(Task to carry out) Copy all lines below containing "close".

(Data)
Issue #225, opened 2020-04-07
get rid of global keytables


tyrasd:
Our current global keytables approach has many downsides: they are bulky, slow, unintuitive and cause headaches when implementing code that needs to be executed on a distributed system (because contrary to the rest of the data, the keytables are actually _not_ distributed).

Maybe a better way to solve the compression of OSM tags would be to get rid of the whole concept of separate global keytables altogether. I would prefer to try a solution with small local string tables, as it is solved in other state of the art OSM data schemas. For example like the `StringTable` in an [osm-pbf data block](https://wiki.openstreetmap.org/wiki/PBF_Format#Definition_of_OSMData_fileblock), or like the attributes in [MVT](https://docs.mapbox.com/vector-tiles/specification/#encoding-attributes). I believe [Apache ORC](https://cwiki.apache.org/confluence/display/Hive/LanguageManual+ORC#LanguageManualORC-StringColumnSerialization) does something similar with strings.

Hagellach37:
not planned for now.

PR #247, opened 2020-05-29
⚠️  close tagtranslators in mapreducers

tyrasd:
⚠️ – 292c011 has breaking changes, needs to be discussed thoroughly
~🚧 – merge after #246~

### DIFF
--- a/oshdb-api/src/main/java/org/heigit/bigspatialdata/oshdb/api/mapreducer/MapReducer.java
+++ b/oshdb-api/src/main/java/org/heigit/bigspatialdata/oshdb/api/mapreducer/MapReducer.java
@@ -181,6 +181,17 @@ public abstract class MapReducer<X> implements
   @NotNull
   protected abstract MapReducer<X> copy();
 
+  private void close() {
+    if (this.tagTranslator != null) {
+      try {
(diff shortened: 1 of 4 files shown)


rtroilo:
Moving the ownership of the TagTranslator from MapReducer to OSHDBDatabase could solve the problem.
Up to now I don't see a case where we need to have the same OSHDBDatabase connection with different TagTranslator instances.

```java
// set explicit  keytables connection for Cluster OSHDBDatabases
try(Connection keytables = DriverManager.getConnection(url);
    OSHDBDatabase oshdb = new OSHDBIgnite("ignite.xml", keytables);){
  // ...
}

try(Connection conn = DriverManager.getConnection(url);
    OSHDBDatabase oshdb = new OSHDBJdbc(conn)){
  //  ...
}
```
The MapReducer instance gets the TagTranslator reference through the OSHDBDatabase and the OSHDBDatabase is responsible for closing the TagTranslator probably.

This also has the positive side effect that the TagTranslator could be better utilize its cache tags by executing multiple MapReducer with the some OSHDBDatabase.

tyrasd:
related: #225 :pray:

(Result below)
⚠️  close tagtranslators in mapreducers
+  private void close() {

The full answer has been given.